Department of Biological Sciences, National University of Singapore, Singapore, Singapore.
Cancer and Stem Cell Biology, and Centre for Computational Biology, Duke-NUS Medical School, Singapore, Singapore.
BMC Genomics. 2022 Jul 20;23(Suppl 1):525. doi: 10.1186/s12864-022-08565-x.
The transforming growth factor beta-1 (TGF β-1) cytokine exerts both pro-tumor and anti-tumor effects in carcinogenesis. An increasing body of literature suggests that TGF β-1 signaling outcome is partially dependent on the regulatory targets of downstream receptor-regulated Smad (R-Smad) proteins Smad2 and Smad3. However, the lack of Smad-specific antibodies for ChIP-seq hinders convenient identification of Smad-specific binding sites.
In this study, we use localization and affinity purification (LAP) tags to identify Smad-specific binding sites in a cancer cell line. Using ChIP-seq data obtained from LAP-tagged Smad proteins, we develop a convolutional neural network with long-short term memory (CNN-LSTM) as a deep learning approach to classify a pool of Smad-bound sites as being Smad2- or Smad3-bound. Our data showed that this approach is able to accurately classify Smad2- versus Smad3-bound sites. We use our model to dissect the role of each R-Smad in the progression of breast cancer using a previously published dataset.

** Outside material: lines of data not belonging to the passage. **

PR #2852, opened 2023-01-13
Fix build on FreeBSD

mneumann:
gmp is located in `/usr/local/{include,lib}`.

With this patch, to build on FreeBSD:

```
$ sudo pkg ins chez-scheme gmp
$ cd Idris2 && gmake bootstrap SCHEME=chez-scheme && gmake install
```

- [ ] If this is a user-facing change or a compiler change, I have updated

### DIFF
--- a/config.mk
+++ b/config.mk
@@ -36,6 +36,11 @@ else
 	SHLIB_SUFFIX := .so
 endif
 
+ifneq (, $(findstring freebsd, $(MACHINE)))
+	CFLAGS += -I/usr/local/include
+	LDFLAGS += -L/usr/local/lib
+endif
+
 ifneq ($(OS),windows)
 	CFLAGS += -fPIC
 else ifneq (, $(findstring NT-6.1,$(shell uname)))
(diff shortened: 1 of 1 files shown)


mattpolzin:
It is surprising that these pretty standard locations are not already being looked at, but I am seeing others talk about similar issues in various places online so since this change feels innocuous and you've made it quite targeted I am inclined to accept the PR. I'm just doing a tad more reading.

mattpolzin:
Would it be slightly more portable (within FreeBSD installs) to use `${LOCALBASE}` instead of `usr/local`?

mneumann:
@mattpolzin it's quite common that we have to add these paths on FreeBSD or DragonFlyBSD :). Usually, this takes place through patches in our ports system, but of course, it's easier when already done by the language authors.

Concerning `$LOCALBASE`: It is defined (on FreeBSD) in `/usr/ports/Mk/bsd.default-versions.mk` and cannot be easily used outside the ports system (it's a BSD makefile). It might not exists in case binary packages are used. But `/usr/local` is pretty much the standard location for any installed package (from FreeBSD ports collection). 

I've updated my PR and use `sysctl -n user.localbase`, which returns `/usr/local` on my system, but may return sth else when a different local base is used.

mattpolzin (approved):
Thanks! I'll merge once CI finishes.

PR #2854, opened 2023-01-17
[ base ] fix the definition of die

gallais:
We should not print error messages to stdout

### DIFF
--- a/libs/base/System.idr
+++ b/libs/base/System.idr
@@ -273,4 +273,12 @@ exitSuccess = exitWith ExitSuccess
 ||| Print the error message and call exitFailure
 export
 die : HasIO io => String -> io a
-die str = do putStrLn str; exitFailure
+die str
+  = do Right () <- fPutStrLn stderr str
+         | Left err => assert_total $ die
+           """
+           Error \{show err}
+           when printing the error
+           \{str}
+           """
+       exitFailure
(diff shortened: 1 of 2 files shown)


libs/base/System.idr
```diff
@@ -273,4 +273,12 @@ exitSuccess = exitWith ExitSuccess
 ||| Print the error message and call exitFailure
 export
 die : HasIO io => String -> io a
-die str = do putStrLn str; exitFailure
+die str
+  = do Right () <- fPutStrLn stderr str
+         | Left err => assert_total $ die
```
mattpolzin, line 278: This seems at least half-likely to loop forever given the unlikely event that it fails to print to stderr because I don't know how that could happen and it might be a problem that isn't intermittent.

mattpolzin (commented):
Not very likely, but in case someone is using die in a program and then wrapping it in a script that takes output and does something with it, this could be a breaking change of sorts. IMO would be a good candidate for the CHANGELOG.

libs/base/System.idr
buzden: As far as I know, the most likely reason for an error when printing to the `stderr` is the broken pipe error, which won't be cured any time, thus this code will always loop forever. I think, in this case it's better to lose an error message than to loop forever.

PR #2869, opened 2023-01-31
Create a separate Makefile for the Idris 2 support libraries.

mattpolzin:
This superficially just looks like moving stuff around, but putting all of the Makefile concerns for building the support libraries into a new Makefile is a step toward creating a Nix derivation that builds only the support libraries (a standing TODO item: https://github.com/idris-lang/Idris2/blob/main/nix/package.nix#L54).

I've started to put effort into the Nix derivation in question, but this refactor of the Makefile will be easier to review on its own since it is pretty straight forward.

The follow-up WIP branch can be seen [here](https://github.com/mattpolzin/Idris2/pull/2).

There is one thing I did in this PR that is strictly cleaning up: I removed the `cp` to a `lib` dir at [line 205 of the Makefile](https://github.com/idris-lang/Idris2/blob/main/Makefile#L205). This was an apparently vestigial* location for a `lib` directory because the directory copied at [lines 56-57 of the `c` Makefile](https://github.com/idris-lang/Idris2/blob/main/support/c/Makefile#L56..L57) is the directory actually added to Idris 2's `CG Library Directories` paths.

*ok, I've gone and tracked down where the extra lib install was added; apparently it was specifically for when the compiler is built with Racket... https://github.com/idris-lang/Idris2/commit/3eb67aebd87c5c0c55d9f513d0fde0f51ff5c4dc -- do we want this anymore if CI workflows that use Racket are succeeding?

[UPDATE] I've done more investigation. When the `${PREFIX}/lib` directory was added, the Racket build had not yet gained the now-ubiquitous executable wrapper that sets `LD_LIBRARY_PATH`. In the current Racket builds, this `lib` directory is not needed -- to check, I spun things up in a clean ubuntu environment and performed both bootstrap and self-host builds of the compiler using the Racket CG. I've added commits to this PR that tweak the INSTALL.md based on that experience.


CHANGELOG.md
```diff
@@ -116,6 +116,10 @@
   recognized as a "data" directory by Idris 2. See the
   [documentation on Packages](https://idris2.readthedocs.io/en/latest/reference/packages.html)
   for details.
+* The compiler no longer installs its own C support library into `${PREFIX}/lib`. This folder's
+  contents were always duplicates of files installed into `${PREFIX}/idris2-${IDRIS2_VERSION}/lib`. If you
+  need to adjust any tooling or scripts, point them to the latter location which still contains
+  these installed library files.
```
mattpolzin, line 122:
```suggestion
  these installed library files.
* Renamed `support-clean` Makefile target to `clean-support`. This is in line with most of the `install-<something>` and `clean-<something>` naming.
```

Our results suggests that deep learning approaches can be used to dissect binding site specificity of closely related transcription factors.
转化生长因子 β-1(TGFβ-1)细胞因子在癌变过程中既具有促肿瘤作用,也具有抗肿瘤作用。越来越多的文献表明,TGFβ-1 信号转导的结果部分取决于下游受体调节的 Smad(R-Smad)蛋白 Smad2 和 Smad3 的调节靶标。然而,缺乏用于 ChIP-seq 的 Smad 特异性抗体阻碍了对 Smad 特异性结合位点的方便鉴定。
在这项研究中,我们使用定位和亲和纯化 (LAP) 标签来鉴定癌细胞系中的 Smad 特异性结合位点。使用从 LAP 标记的 Smad 蛋白获得的 ChIP-seq 数据,我们开发了一个具有长短期记忆 (CNN-LSTM) 的卷积神经网络,作为一种深度学习方法,将一组 Smad 结合位点分类为 Smad2 或 Smad3 结合。我们的数据表明,该方法能够准确地对 Smad2 与 Smad3 结合位点进行分类。我们使用该模型使用先前发表的数据集来剖析每个 R-Smad 在乳腺癌进展中的作用。
我们的结果表明,深度学习方法可用于剖析密切相关的转录因子的结合位点特异性。